_What you should do:_ Starting at the line that contains "and writes nothing." in the listing below, write out every line word for word until you have written the line that contains "- Tests redirect".
---------- Dataset records ----------
PR #1078, opened 2026-08-21
feat(scanner): opt-in external-key HMAC for the authority store, doctor WARN when off (Fixes #957)

### LINKED ISSUE #957: scanner authority store: residual same-uid write class after env scrub

solomonneas:
## What and why

Same-uid scanner children can rewrite the directory-authority binding store by path. File mode is not a boundary against a process that shares the operator uid. The recorded decision on #957 is opt-in isolation, not mandatory.

`authority_store.isolation = "external-key"` in `.brigade/security.toml` HMAC-signs **new** directory-authority bindings with a 0600 key stored outside the workspace (`$XDG_CONFIG_HOME/brigade/authority/store-hmac.key` or `BRIGADE_AUTHORITY_KEY_FILE`). An existing HMAC envelope is **always verified**. Once a target is signed, a user-level sticky marker under `~/.brigade/authority-signed/<target-fingerprint>` (override: `BRIGADE_USER_DIR`) keeps raw unsigned records fail-closed even if the repo-writable flag is flipped off or the envelope is stripped. Downgrade is `brigade security authority downgrade --target <t> --confirm` only: it converts the signed store to an unsigned record, turns isolation off, and removes the sticky marker so a later read cannot recreate the marker. The envelope's inner target fingerprint must match the destination; a copied foreign envelope is refused. A failed durability step restores every artifact that already changed. `brigade doctor` WARNs when the flag is off. A key override whose unresolved path sits under the workspace is refused before any key bytes are written.

Marker containment is **distinct** from the HMAC key rule. The marker must live under the user-level brigade directory (`~/.brigade` or `$BRIGADE_USER_DIR`) and outside the workspace. It is not rejected merely because its path contains `.brigade`.

Fixes #957

## Option A (operator decision 2026-08-22)

Binding comment on #957: ship the user-level sticky marker now. OS-keyring / separate-uid (B/C) move to a separate hardening track.

**Semantics**

- First signed write records `~/.brigade/authority-signed/<sha256(resolved-target)>`. Fingerprint matches the existing directory-authority store filename scheme.
- Verification of a raw, non-enveloped record **fails closed** whenever that marker exists, regardless of `.brigade/security.toml`.
- `brigade security authority downgrade --target <t> --confirm` (TTY also prompts `y/N`) is one recoverable transaction: log intent, unwrap the HMAC envelope to the inner unsigned record, turn `authority_store.isolation` off, drop that target's sequence entry, remove the sticky marker, log completion. Verification is bound to the **destination** target fingerprint. Each artifact is recorded the moment dest bytes change so a durability-step failure restores store / sequence / isolation / marker. `actor` is the **current** operator (`USER`, then `USERNAME`, then `LOGNAME`).
- If the external HMAC key is already gone, downgrade fails with an actionable error and changes nothing (store stays signed and readable once the key is restored).
- Without `--confirm`, or with TTY `n`, the command refuses and writes nothing.
- Doctor still WARNs on flag-off and still names the residual same-uid class (defense in depth, not a hard boundary). When a marker exists it also says: `signed store with isolation off: verification stays enforced; run brigade security authority downgrade to intentionally downgrade`.
- Tests redirect `HOME` to a temp `operator_home/.brigade` (and `BRIGADE_USER_DIR` to that path). Nothing is written to the real user home.

### SECURITY — cross-target envelope accepted

Downgrade verified the shared-key MAC but did not check that the inner record's target fingerprint equals the destination. Copying target B's valid envelope into target A's store file would unwrap B's authorities as A's and remove A's marker.

**Fix:** after MAC verify, require `_authority_target_digest(inner) == target_fingerprint(destination)`. Mismatch refuses before any mutation.

**Test:** `test_downgrade_rejects_cross_target_envelope`.

### Atomicity — durability-step failure skipped restore

Mutation flags were set only after the writer returned. A post-replace fsync/rename failure (or isolation write after dest replace) left `mutated_*` false, so `_restore_all` skipped the already-changed file.

**Fix:** record each artifact at dest-replace time (`on_replaced` + `_downgrade_durability_checkpoint`). Restore walks every recorded change plus a removed marker.

**Test:** `test_downgrade_restores_all_artifacts_after_durability_failure` for store, sequence, and isolation.

### Finding — downgrade removed only the marker

The command unlinked the sticky marker and left the HMAC envelope intact. The next authority-store read re-detected the envelope and recreated the marker.

**Fix:** `ledger.downgrade_external_directory_authority` unwraps the store, turns isolation off, drops sequence, removes the marker, and audits.

**Tests:** `test_authority_downgrade_persists_unsigned_store_without_recreating_marker`, `test_authority_downgrade_fails_closed_when_external_key_removed`.

### HIGH — default `~/.brigade` marker path was wrongly rejected

Marker containment reused `key_path_is_scanner_reachable()`. Markers must live under `~/.brigade`, so that helper always raised at the real default.

**Fix:** marker-specific containment. Fixture now uses `operator_home/.brigade`.

**Tests:** `test_default_home_brigade_marker_is_created_and_blocks_strip`, `test_marker_rejects_workspace_symlink_and_dotdot_escape`.

### HIGH — forged raw reanchor candidates were re-signed

Reanchor now binds verification to the destination target.

**Tests:** `test_reanchor_rejects_forged_raw_candidate_for_marked_destination`, `test_reanchor_accepts_enveloped_candidate_signed_with_real_key`.

### MEDIUM — downgrade dropped the marker before a durable audit

Intent is logged first; completion failure restores marker bytes.

**Test:** `test_downgrade_does_not_remove_marker_when_audit_unwritable`.

### Round 1

- **HIGH:** in-workspace `BRIGADE_AUTHORITY_KEY_FILE` refused before create.
- **MEDIUM:** isolation flag is load-bearing on new writes.

### Round 2

- **HIGH:** existing envelopes always MAC-checked.
- **HIGH:** unresolved-path + symlink + `..` key refusal before any key bytes.

### Round 3 / G5

- Flag on + key outside the workspace: forged same-uid binding identity is `None`.
- Flag off on a signed store + envelope strip: rejected by the sticky marker.

## Type of change

- [x] Bug fix
- [x] New harness adapter / doctor check
- [x] Docs

## Checklist

- [x] Requested suite green after destination-bind + restore: `tests/test_authority_store_hmac.py tests/test_authority_broker.py tests/test_security_cmd.py tests/test_doctor.py tests/test_work_cmd_scanners.py` (**369 passed**)
- [x] `ruff check` + `ruff format --check` + `mypy` on touched files
- [x] Cross-target planted envelope is refused; dest marker and store unchanged
- [x] Durability failure on store / sequence / isolation restores all artifacts
- [x] Confirmed downgrade still unwraps the store; later read does not recreate the marker
- [x] Default `~/.brigade` marker created; strip + flag-off + key-delete still rejects
- [x] Reanchor forged raw candidate still rejected
- [x] Downgrade audit `actor` is the current `USER`
- [x] Tests never write the real user home

Do not merge this PR here. A final Daybreak security review of the downgrade path follows.

<div><a href="https://cursor.com/agents/bc-c51d6a3e-de0e-45b1-8e21-ebaa9fbdb576?cursor_ref=pr_footer&cursor_cta=open_in_web"><picture><source media="(prefers-color-scheme: dark)" srcset="https://cursor.com/assets/images/open-in-web-dark.png"><source media="(prefers-color-scheme: light)" srcset="https://cursor.com/assets/images/open-in-web-light.png">Open in Web</picture></a>&nbsp;<a href="https://cursor.com/background-agent?bcId=bc-c51d6a3e-de0e-45b1-8e21-ebaa9fbdb576&cursor_ref=pr_footer&cursor_cta=open_in_cursor"><picture><source media="(prefers-color-scheme: dark)" srcset="https://cursor.com/assets/images/open-in-cursor-dark.png"><source media="(prefers-color-scheme: light)" srcset="https://cursor.com/assets/images/open-in-cursor-light.png">Open in Cursor</picture></a>&nbsp;</div>


solomonneas:
## Independent security review (Daybreak Blue, executed probes): BLOCK

Two findings, both probe-backed against head `7b5ad71`:

1. **HIGH - external-key override can write the HMAC key inside the scanner-reachable workspace.** `authority_key.py` rejects only paths containing a `.brigade` component, so an `external-key` config pointing at `<workspace>/operator-authority.key` gets the key created there *before* doctor's workspace check runs. A same-uid (G5) scanner then reads the key, re-signs a forged binding, and `_legacy_import_source_content_identity` accepts the forged identity. Probe: `bind_result: SUCCEEDED`, `key_written_inside_workspace: true`, `forged_identity_accepted_after_attacker_resigns: true`. Fix: reject every path inside the resolved workspace root before key creation, fail closed.

2. **MEDIUM - the security.toml flag controls only doctor output, not signing/verification.** `authority_store_isolation_mode()` is called only by the doctor check; no authority read/write call site references it, and feature-on vs feature-off stores are byte-identically enveloped. The #957 decision is that the opt-in flag *enables* external-key HMAC on the real authority path - as shipped, the feature does not actually isolate anything.

Sendback dispatched to the implementing agent. Re-review before any merge.

solomonneas:
## Independent security re-review (Daybreak Blue, executed probes): BLOCK (round 2)

The prior two findings are closed on the happy path (flag now gates real signing/verification; direct in-workspace key paths refused). Two deeper HIGHs remain:

1. **HIGH - writable flag silently disables MAC verification.** The isolation mode is read from workspace-writable `.brigade/security.toml`. An attacker flips it to `off`, mutates the binding inside an existing HMAC envelope, leaves the stale signature, and verification accepts the forged identity: `ledger.py:1817-1821` returns the inner record without checking the MAC when `hmac_on` is false. Silent downgrade to trust. Fix: **fail closed** - when an HMAC envelope is present on a record, verify it regardless of the flag; the flag may gate whether *new* writes get signed, but must never gate whether an existing envelope is checked.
----------
_Output of the task:_
- Without `--confirm`, or with TTY `n`, the command refuses and writes nothing.
- Doctor still WARNs on flag-off and still names the residual same-uid class (defense in depth, not a hard boundary). When a marker exists it also says: `signed store with isolation off: verification stays enforced; run brigade security authority downgrade to intentionally downgrade`.
- Tests redirect `HOME` to a temp `operator_home/.brigade` (and `BRIGADE_USER_DIR` to that path). Nothing is written to the real user home.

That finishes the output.